PR #937, opened 2025-06-04
fix(blink-cmp): Extended auto_show type

itpropro:
See https://cmp.saghen.dev/modes/cmdline.html#show-menu-automatically on how to add a function for more control of when the menu actually opens.

### DIFF
--- a/docs/release-notes/rl-0.8.md
+++ b/docs/release-notes/rl-0.8.md
@@ -423,3 +423,7 @@
 
 - Add missing `transparent` option for existing
   [onedark.nvim](https://github.com/navarasu/onedark.nvim) theme.
+  
+[theutz](https://github.com/theutz):
+
+- Added "auto" flavour for catppuccin theme
--- a/modules/plugins/completion/blink-cmp/blink-cmp.nix
+++ b/modules/plugins/completion/blink-cmp/blink-cmp.nix
@@ -10,7 +10,7 @@
     freeformType = attrsOf (listOf (either str luaInline));
     options = {
       preset = mkOption {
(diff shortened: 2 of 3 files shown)


itpropro:
This should also apply to `cmdline.completion.menu.auto_show`, but the cmdline section is not really implemented yet. Should I create a separate PR for that @NotAShelf ?

horriblename:
> This should also apply to cmdline.completion.menu.auto_show, but the cmdline section is not really implemented yet. Should I create a separate PR for that

you can but it's not required. The point of setupOpts is so we don't have to add every plugin option out there

horriblename (approved):

NotAShelf:
Please ensure that the failing formatting checks (editorconfig and alejandra) pass before we can merge this.

itpropro:
> > This should also apply to cmdline.completion.menu.auto_show, but the cmdline section is not really implemented yet. Should I create a separate PR for that
> 
> you can but it's not required. The point of setupOpts is so we don't have to add every plugin option out there

The problem is that this is not consistent. SetupOpts in the blink case cannot be everything, as specific things under there are overwritten by custom options like the presets. So at least the options that are implemented should allow a high amount of customization or a way to overwrite them if need to be adjusted.

horriblename:
> The problem is that this is not consistent. SetupOpts in the blink case cannot be everything, as specific things under there are overwritten by custom options like the presets. So at least the options that are implemented should allow a high amount of customization or a way to overwrite them if need to be adjusted.

Sorry, I don't follow, can you give an example?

______________________________

__WORK INSTRUCTION__. Using the records above, report each line that contains the word "NotAShelf" by copying it.

__RESPONSE BELOW__.
This should also apply to `cmdline.completion.menu.auto_show`, but the cmdline section is not really implemented yet. Should I create a separate PR for that @NotAShelf ?
NotAShelf:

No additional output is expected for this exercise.